The use of metagenomic methods for finding and recovering microbial genomes (termed metagenome-assembled genomes, MAGs) has exponentially increased in recent years. Last year, 2019, three large-scale studies unveiled thousands of new microbial species from the human gut microbiome through the reconstruction of tens of thousands of MAGs (Pasolli et al. 2019, Almeida et al. 2019 and Nayfach et al. 2019). Our Microbiome Informatics team at the European Bioinformatics Institute (EMBL-EBI) led one of these studies, and we were honoured to have our work recognized alongside the other two papers as one of Nature’s Milestones in Human Microbiota Research. Coincidentally, 2019 also saw the publication of three new bacteria culture collections from the human gut microbiome (Forster et al. 2019, Zou et al. 2019 and Poyet et al. 2019), which provided thousands of high-quality reference genomes of newly cultured bacteria.
The release of all these datasets represented an important landmark for the human microbiome field. However, given these studies were published at around the same time further efforts were needed to compare and contrast their individual results. Specifically in the case of the MAG studies, we wondered: how much do these datasets overlap and how reproducible are the resulting MAGs?
We therefore used this opportunity to compile all human gut microbiome genomes (MAGs and isolates) available as of March 2019 into the Unified Human Gastrointestinal Genome (UHGG) and Protein (UHGP) catalogs. These comprise more than 280,000 genomes and 625 million proteins from the human gut microbiome, providing the most complete view of the global diversity of the gut microbiome thus far. Clustering and analysis of these datasets revealed that there are 4,644 gut microbiome species currently known and sequenced. Importantly, despite recent culturing efforts >70% of these species still lack any cultured representatives.

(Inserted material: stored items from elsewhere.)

PR #1711, opened 2017-08-03
Add summingbird graph library as a zero-dep module

johnynek:
This moves the summingbird graph code into a zero dependency module in scalding.

This will allow us to later delete it from summingbird and depend on it here if we choose. Also it allows us to use the same graph code to do transformations and optimizations of the TypedPipe graphs.

After this is merged, my next step is to use this to make the new cascading backend better (look for fan-out nodes that the user did not use `fork` on, so that we avoid recomputation. We can also use this code to apply some optimization rules (e.g. pushing up `filterKeys` on TypedPipe into the previous step, which we can't currently do).

### DIFF
--- a/scalding-graph/src/main/scala/com/twitter/scalding/graph/DependantGraph.scala
+++ b/scalding-graph/src/main/scala/com/twitter/scalding/graph/DependantGraph.scala
@@ -1,0 +1,58 @@
+/*
+ Copyright 2013 Twitter, Inc.
+
+ Licensed under the Apache License, Version 2.0 (the "License");
+ you may not use this file except in compliance with the License.
+ You may obtain a copy of the License at
+
+ http://www.apache.org/licenses/LICENSE-2.0
+
+ Unless required by applicable law or agreed to in writing, software
+ distributed under the License is distributed on an "AS IS" BASIS,
+ WITHOUT WARRANTIES OR CONDITIONS OF ANY KIND, either express or implied.
+ See the License for the specific language governing permissions and
+ limitations under the License.
+ */
+
+package com.twitter.scalding.graph
+
+/**
+ * Given Dag and a List of immutable nodes, and a function to get
+ * dependencies, compute the dependants (reverse the graph)
+ */
+abstract class DependantGraph[T] {
+  def nodes: List[T]
+  def dependenciesOf(t: T): Iterable[T]
+
+  lazy val allTails: List[T] = nodes.filter { t =>
+    fanOut(t) match {
+      case Some(n) => n == 0
+      case None => false
+    }
+  }
+  private lazy val nodeSet: Set[T] = nodes.toSet
+
+  /**
+   * This is the dependants graph. Each node knows who it depends on
+   * but not who depends on it without doing this computation
+   */
+  private lazy val graph: NeighborFn[T] = reversed(nodes)(dependenciesOf(_))
+
+  private lazy val depths: Map[T, Int] = dagDepth(nodes)(dependenciesOf(_))
+
+  /**
+   * The max of zero and 1 + depth of all parents if the node is the graph
+   */
+  def isNode(p: T): Boolean = nodeSet.contains(p)
+  def depth(p: T): Option[Int] = depths.get(p)
+
+  def dependantsOf(p: T): Option[List[T]] =
+    if (isNode(p)) Some(graph(p).toList) else None
+
+  def fanOut(p: T): Option[Int] = dependantsOf(p).map { _.size }
+  /**
+   * Return all dependendants of a given node.
+   * Does not include itself
+   */
+  def transitiveDependantsOf(p: T): List[T] = depthFirstOf(p)(graph)
+}
--- a/scalding-graph/src/main/scala/com/twitter/scalding/graph/Expr.scala
+++ b/scalding-graph/src/main/scala/com/twitter/scalding/graph/Expr.scala
@@ -1,0 +1,84 @@
+/*
+ Copyright 2014 Twitter, Inc.
+
+ Licensed under the Apache License, Version 2.0 (the "License");
+ you may not use this file except in compliance with the License.
+ You may obtain a copy of the License at
+
+ http://www.apache.org/licenses/LICENSE-2.0
+
+ Unless required by applicable law or agreed to in writing, software
+ distributed under the License is distributed on an "AS IS" BASIS,
+ WITHOUT WARRANTIES OR CONDITIONS OF ANY KIND, either express or implied.
+ See the License for the specific language governing permissions and
+ limitations under the License.
+ */
+
+package com.twitter.scalding.graph
+
+/**
+ * The Expressions are assigned Ids. Each Id is associated with
+ * an expression of inner type T.
+ *
+ * This is done to put an indirection in the ExpressionDag that
+ * allows us to rewrite nodes by simply replacing the expressions
+ * associated with given Ids.
+ *
+ * T is a phantom type used by the type system
+ */
+final case class Id[T](id: Int)
+
+/**
+ * Expr[T, N] is an expression of a graph of container nodes N[_] with
+ * result type N[T]. These expressions are like the Literal[T, N] graphs
+ * except that functions always operate with an indirection of a Id[T]
+ * where N[T] is the type of the input node.
+ *
+ * Nodes can be deleted from the graph by replacing an Expr at Id = idA
+ * with Var(idB) pointing to some upstream node.
+ *
+ * To add nodes to the graph, add depth to the final node returned in
+ * a Unary or Binary expression.
+ *
+ * TODO: see the approach here: https://gist.github.com/pchiusano/1369239
+ * Which seems to show a way to do currying, so we can handle general
+ * arity
+ */
+sealed trait Expr[T, N[_]] {
+  def evaluate(idToExp: HMap[Id, ({ type E[t] = Expr[t, N] })#E]): N[T] =
+    Expr.evaluate(idToExp, this)
+}
+case class Const[T, N[_]](value: N[T]) extends Expr[T, N] {
+  override def evaluate(idToExp: HMap[Id, ({ type E[t] = Expr[t, N] })#E]): N[T] = value
+}
+case class Var[T, N[_]](name: Id[T]) extends Expr[T, N]
+case class Unary[T1, T2, N[_]](arg: Id[T1], fn: N[T1] => N[T2]) extends Expr[T2, N]
+case class Binary[T1, T2, T3, N[_]](arg1: Id[T1],
+  arg2: Id[T2],
+  fn: (N[T1], N[T2]) => N[T3]) extends Expr[T3, N]
+
+object Expr {
+  def evaluate[T, N[_]](idToExp: HMap[Id, ({ type E[t] = Expr[t, N] })#E], expr: Expr[T, N]): N[T] =
+    evaluate(idToExp, HMap.empty[({ type E[t] = Expr[t, N] })#E, N], expr)._2
+
+  private def evaluate[T, N[_]](idToExp: HMap[Id, ({ type E[t] = Expr[t, N] })#E],
+    cache: HMap[({ type E[t] = Expr[t, N] })#E, N],
+    expr: Expr[T, N]): (HMap[({ type E[t] = Expr[t, N] })#E, N], N[T]) = cache.get(expr) match {
+    case Some(node) => (cache, node)
+    case None => expr match {
+      case Const(n) => (cache + (expr -> n), n)
+      case Var(id) =>
+        val (c1, n) = evaluate(idToExp, cache, idToExp(id))
+        (c1 + (expr -> n), n)
+      case Unary(id, fn) =>
+        val (c1, n1) = evaluate(idToExp, cache, idToExp(id))
+        val n2 = fn(n1)
+        (c1 + (expr -> n2), n2)
+      case Binary(id1, id2, fn) =>
+        val (c1, n1) = evaluate(idToExp, cache, idToExp(id1))
+        val (c2, n2) = evaluate(idToExp, c1, idToExp(id2))
+        val n3 = fn(n1, n2)
+        (c2 + (expr -> n3), n3)
+    }
+  }
+}
--- a/scalding-graph/src/main/scala/com/twitter/scalding/graph/ExpressionDag.scala
+++ b/scalding-graph/src/main/scala/com/twitter/scalding/graph/ExpressionDag.scala
@@ -1,0 +1,372 @@
+/*
+ Copyright 2014 Twitter, Inc.
+
+ Licensed under the Apache License, Version 2.0 (the "License");
+ you may not use this file except in compliance with the License.
+ You may obtain a copy of the License at
+
+ http://www.apache.org/licenses/LICENSE-2.0
+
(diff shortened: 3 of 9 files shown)


scalding-graph/src/main/scala/com/twitter/scalding/graph/DependantGraph.scala
```diff
@@ -0,0 +1,58 @@
...
+ limitations under the License.
+ */
+
+package com.twitter.scalding.graph
+
+/**
+ * Given Dag and a List of immutable nodes, and a function to get
+ * dependencies, compute the dependants (reverse the graph)
+ */
+abstract class DependantGraph[T] {
```
ttim, line 23: Do we really want to keep it inheritance based here? Why don't do class instead (with `nodes` and `dependenciesOf` (or even just `Map[T, List[T]]`) as an input)?

scalding-graph/src/main/scala/com/twitter/scalding/graph/DependantGraph.scala
```diff
@@ -0,0 +1,58 @@
...
+      case None => false
+    }
+  }
+  private lazy val nodeSet: Set[T] = nodes.toSet
+
+  /**
+   * This is the dependants graph. Each node knows who it depends on
+   * but not who depends on it without doing this computation
+   */
+  private lazy val graph: NeighborFn[T] = reversed(nodes)(dependenciesOf(_))
```
ttim, line 39: Why `graph` made this way while other things (ie `transitiveDependantsOf`) made other way?

piyushnarang:
👍 looks good to me.

scalding-graph/src/main/scala/com/twitter/scalding/graph/DependantGraph.scala
```diff
@@ -0,0 +1,58 @@
...
+  /**
+   * The max of zero and 1 + depth of all parents if the node is the graph
+   */
+  def isNode(p: T): Boolean = nodeSet.contains(p)
+  def depth(p: T): Option[Int] = depths.get(p)
+
+  def dependantsOf(p: T): Option[List[T]] =
+    if (isNode(p)) Some(graph(p).toList) else None
+
+  def fanOut(p: T): Option[Int] = dependantsOf(p).map { _.size }
```
ttim, line 52: I don't think it should be `Option[Int]`

scalding-graph/src/main/scala/com/twitter/scalding/graph/DependantGraph.scala
```diff
@@ -0,0 +1,58 @@
...
+
+  private lazy val depths: Map[T, Int] = dagDepth(nodes)(dependenciesOf(_))
+
+  /**
+   * The max of zero and 1 + depth of all parents if the node is the graph
+   */
+  def isNode(p: T): Boolean = nodeSet.contains(p)
+  def depth(p: T): Option[Int] = depths.get(p)
+
+  def dependantsOf(p: T): Option[List[T]] =
```
ttim, line 49: Just `List[T]`?

scalding-graph/src/main/scala/com/twitter/scalding/graph/DependantGraph.scala
```diff
@@ -0,0 +1,58 @@
...
+   */
+  private lazy val graph: NeighborFn[T] = reversed(nodes)(dependenciesOf(_))
+
+  private lazy val depths: Map[T, Int] = dagDepth(nodes)(dependenciesOf(_))
+
+  /**
+   * The max of zero and 1 + depth of all parents if the node is the graph
+   */
+  def isNode(p: T): Boolean = nodeSet.contains(p)
+  def depth(p: T): Option[Int] = depths.get(p)
```
ttim, line 47: Just `Int`?

scalding-graph/src/main/scala/com/twitter/scalding/graph/Expr.scala
```diff
@@ -0,0 +1,84 @@
...
+ * TODO: see the approach here: https://gist.github.com/pchiusano/1369239
+ * Which seems to show a way to do currying, so we can handle general
+ * arity
+ */
+sealed trait Expr[T, N[_]] {
+  def evaluate(idToExp: HMap[Id, ({ type E[t] = Expr[t, N] })#E]): N[T] =
+    Expr.evaluate(idToExp, this)
+}
+case class Const[T, N[_]](value: N[T]) extends Expr[T, N] {
+  override def evaluate(idToExp: HMap[Id, ({ type E[t] = Expr[t, N] })#E]): N[T] = value
```
ttim, line 52: We don't really need to override `evaluate` here, right?

scalding-graph/src/main/scala/com/twitter/scalding/graph/ExpressionDag.scala
```diff
@@ -0,0 +1,372 @@
...
+ distributed under the License is distributed on an "AS IS" BASIS,
+ WITHOUT WARRANTIES OR CONDITIONS OF ANY KIND, either express or implied.
+ See the License for the specific language governing permissions and
+ limitations under the License.
+ */
+
+package com.twitter.scalding.graph
+
+/////////////////////
+// There is no logical reason for Literal[T, N] to be here,
```
ttim, line 20: Should be addressed I guess?

scalding-graph/src/main/scala/com/twitter/scalding/graph/ExpressionDag.scala
```diff
@@ -0,0 +1,372 @@
...
+// java.lang.Error: typeConstructor inapplicable for <none>
+//   at scala.tools.nsc.symtab.SymbolTable.abort(SymbolTable.scala:34)
+//   at scala.tools.nsc.symtab.Symbols$Symbol.typeConstructor(Symbols.scala:880)
+////////////////////
+
+/**
+ * This represents literal expressions (no variable redirection)
+ * of container nodes of type N[T]
+ */
+sealed trait Literal[T, N[_]] {
```
ttim, line 32: This represents something similar `Expr` but without `Id`s, right? Do we want to carry both of them?

scalding-graph/src/main/scala/com/twitter/scalding/graph/DependantGraph.scala
ttim: This class in general is something unrelated to other classes, I don't think we want to copy it here.

scalding-graph/src/main/scala/com/twitter/scalding/graph/ExpressionDag.scala
```diff
@@ -0,0 +1,372 @@
...
+          case BinaryLit(in1, in2, fn) =>
+            val (h1, p1) = evaluate(hm, in1)
+            val (h2, p2) = evaluate(h1, in2)
+            val p3 = fn(p1, p2)
+            (h2 + (lit -> p3), p3)
+        }
+    }
+}
+
+sealed trait ExpressionDag[N[_]] { self =>
```
ttim, line 72: I don't really understand why it's `trait`.

scalding-graph/src/main/scala/com/twitter/scalding/graph/ExpressionDag.scala
```diff
@@ -0,0 +1,372 @@
...
+
+  /**
+   * These have package visibility to test
+   * the law that for all Expr, the node they
+   * evaluate to is unique
+   */
+  protected[graph] def idToExp: HMap[Id, E]
+  protected def nodeToLiteral: GenFunction[N, Lit]
+  protected def roots: Set[Id[_]]
+  protected def nextId: Int
```
ttim, line 85: This class is expected to be immutable, right? nit: Then this `nextId` is misleading. I guess something like `maxId` is better, but not sure.

scalding-graph/src/main/scala/com/twitter/scalding/graph/package.scala
```diff
@@ -0,0 +1,92 @@
...
+ See the License for the specific language governing permissions and
+ limitations under the License.
+ */
+
+package com.twitter.scalding
+
+import scala.collection.mutable.{ Map => MMap }
+
+/** Collection of graph algorithms */
+package object graph {
```
ttim, line 22: Same as `DependantGraph`

ttim (commented):
I think having some general dag optimizing library on the level of scalding is great. 

I guess `DependantGraph` is a class we don't move to scalding.

Also I have one high level concern - I'm not sure I have a good mental model for `ExpressionDag`. 
To be precise - on the level of `Rule` `N[_]` is given and returned. But when you optimise your DAG you can change `UnaryLit` & `BinaryLit` in your graph, right? Why `N[_]` is exposed then and not `Literal[T, N[_]]` there?
But if we expose `Literal[T, N[_]]` it would be nice to pattern match against concrete `BinaryLit` & `UnaryLit` which currently represented by passed functions there. For me simpler abstraction will be to have `BinaryLit` & `UnaryLit` as a base algebra for Dag + two interpreters: one to convert `TypedPipe` into `ExpressionDag` of your base algebra and another to actually evaluate optimized `ExpressionDag` back to `TypedPipe` dag (I guess this is an `evaluate` part right now). I guess I can miss a way how `Rule`s work thou.

scalding-graph/src/main/scala/com/twitter/scalding/graph/DependantGraph.scala
johnynek: I think we do want it. It allows you to reverse the dependency graph to see what depends on a given node. That is often useful when doing graph walks.

scalding-graph/src/main/scala/com/twitter/scalding/graph/DependantGraph.scala
johnynek: Option because the node may not be in the graph.

scalding-graph/src/main/scala/com/twitter/scalding/graph/DependantGraph.scala
johnynek: same comment about Option.

scalding-graph/src/main/scala/com/twitter/scalding/graph/DependantGraph.scala
johnynek: same comment... Node may not be in the graph.

scalding-graph/src/main/scala/com/twitter/scalding/graph/DependantGraph.scala
johnynek: this is expensive, so it was made lazy in case you don't actually need it. You may only want depths, for instance.

We could reconsider that, but I'm reluctant to refactor while copying the code since it makes the history harder to follow. An exact copy is easier to trace in my opinion.

The def below is lazy since all defs are lazy, but some of them trigger the computation of graph or depths.

scalding-graph/src/main/scala/com/twitter/scalding/graph/Expr.scala
johnynek: I guess not. But I'd rather do refactoring separately from the copy.

scalding-graph/src/main/scala/com/twitter/scalding/graph/ExpressionDag.scala
johnynek: I think so, I can fix in a follow up PR.

scalding-graph/src/main/scala/com/twitter/scalding/graph/ExpressionDag.scala
johnynek: Yeah, I think we could not have both of them if we really want to remove them. The difference is `Expr` has variables and can point with `Var`. Literal does not have that and everything has been fully evaluated.

Again, we can try to rewrite this code after we do the copy in my opinion.

scalding-graph/src/main/scala/com/twitter/scalding/graph/ExpressionDag.scala
johnynek: well, this is a common scala issue. `sealed abstract class` is fine too. I'm happy to make that change in a following PR. In scala 2.12, I don't think there is a big cost. Honestly, this trait/abstract class distinction is a real issue in learning scala. If not for the jvm crap I would say there should be no abstract class.

scalding-graph/src/main/scala/com/twitter/scalding/graph/ExpressionDag.scala
johnynek: this is immutable, yes. This will be the id of the next `Id` node: https://github.com/twitter/scalding/pull/1711/files/f4b77ce5a70c76568117b9b24f534bea8b124ac5#diff-8fde3d3d5fd7e43cad322bdbb784c5eaR213 which I think is an accurate name.

johnynek (commented):
unless you strongly object @ttim I'd rather merge an exact copy from summingbird and then do the changes in later smaller PRs.

johnynek:
about the question @ttim posed: why do we have `Rule` on `N` rather than `Literal`. The reason is that it is much easier to write rules in terms of the underlying nodes.

See the summingbird rules:
https://github.com/twitter/summingbird/blob/develop/summingbird-core/src/main/scala/com/twitter/summingbird/planner/DagOptimizer.scala#L354

There are pretty easy to write and read on the original nodes, but on `Literal` they would be almost impossible since you need to match on the functions that are embedded in the `Unary` or `Binary` operations.

scalding-graph/src/main/scala/com/twitter/scalding/graph/DependantGraph.scala
ttim: Yes, it's useful, sure, just feels completely separate. I'm not against of copying it actually. Let's do that.

scalding-graph/src/main/scala/com/twitter/scalding/graph/DependantGraph.scala
ttim: I see the point of "just copy", but I'm afraid we will not change it then forever =)

scalding-graph/src/main/scala/com/twitter/scalding/graph/DependantGraph.scala
ttim: Hm, I see. Then I prefer to have a comment about this.

scalding-graph/src/main/scala/com/twitter/scalding/graph/ExpressionDag.scala
ttim: My question was more - why it should be abstract at all?

scalding-graph/src/main/scala/com/twitter/scalding/graph/ExpressionDag.scala
ttim: Yes, I understand how it used, but I think it's better to describe what is it, not how it used because former contains mutability semantic.

But I'm ok to keep it as is.

ttim:
@johnynek I'm not strongly against, I see a point to merge it as is and do some follow-ups.

About `Rule`s on `N[_]` - I'm totally agree it's simpler, what I don't understand (and that's where my mental model breaks) - if you expressed change of dag structure on the level of `N[_]` how this can be reflected on dag itself?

This means that for thousands of human gut microbiome species, we have yet to grow them under laboratory conditions to experimentally test their biological role. In the interim, MAGs represent an alternative to obtain useful functional and taxonomic information from these uncharacterized species.
Nevertheless, there is an ongoing debate about the quality and reliability of MAGs. MAGs often contain contaminant, incorrectly binned sequences from other related organisms and may represent highly incomplete/fragmented genomes. However, in this work we found that in a common set of samples, >90% of the species identified in each of the three original MAG studies were detected in at least one of the other MAG datasets. These were very encouraging results, as it meant that even by using different strategies for assembling, binning and MAG refinement, different teams independently obtained a consistent set of microbiome species. Depending on the diversity of the samples they were derived from, MAGs may represent population genomes rather than individual strains, so these results suggest that the different analysis approaches captured very similar species populations. This does not mean MAGs are perfect, nor that they should be considered a substitute for pure isolate genomes. But, future improvements in sequencing and analysis methods will facilitate the detection and removal of contaminant sequences, as well as mitigate some of general issues related with MAGs. For instance, the use of long-read sequencing technologies has been recently shown to allow recovering single-contig bacterial chromosomes directly from metagenomic datasets. Therefore, in the coming years we expect a combination of improved experimental techniques and metagenome assembly methods will further enhance our ability to uncover the hidden diversity of many microbial environments.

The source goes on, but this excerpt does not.